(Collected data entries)
──────
PR #2045, opened 2024-06-17
frontend: Improve snapshot tests to be more deterministic

sniok:
Main change is removing "waitFor" in the test code. It would wait until rendered stuff matched the snapshot which wasn't ideal. Now it is more deterministic. Second rerender was added because material react table was misbehaving, but rerendering twice for some reason works. Also added "asFragment" as it seems to return rendered content more consistently, just using "container" would sometimes return empty div

fixes an issue with snapshots in #2042, tested by rebasing that branch on this fix


illume (approved):
👍 

thanks

PR #2064, opened 2024-06-20
Fix helm chart ingress

BlindB0:
Fix for values.schema.json in helm chart.
With type "string" it cannot validate paths.path array in values.yaml


joaquimrocha:
Thanks @BlindB0 . I have requested @knrt10 to take a look.
Can you sign your commits so the DCO checks validate it? (`git commit --amend -s` will do the job)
──────
_What the exercise asks:_
Reproduce every line of the entries above, unchanged, from the very first one down to and including the line containing "Fix for values.schema.json in helm chart.".

_Result of the task:_
PR #2045, opened 2024-06-17
frontend: Improve snapshot tests to be more deterministic

sniok:
Main change is removing "waitFor" in the test code. It would wait until rendered stuff matched the snapshot which wasn't ideal. Now it is more deterministic. Second rerender was added because material react table was misbehaving, but rerendering twice for some reason works. Also added "asFragment" as it seems to return rendered content more consistently, just using "container" would sometimes return empty div

fixes an issue with snapshots in #2042, tested by rebasing that branch on this fix


illume (approved):
👍 

thanks

PR #2064, opened 2024-06-20
Fix helm chart ingress

BlindB0:
Fix for values.schema.json in helm chart.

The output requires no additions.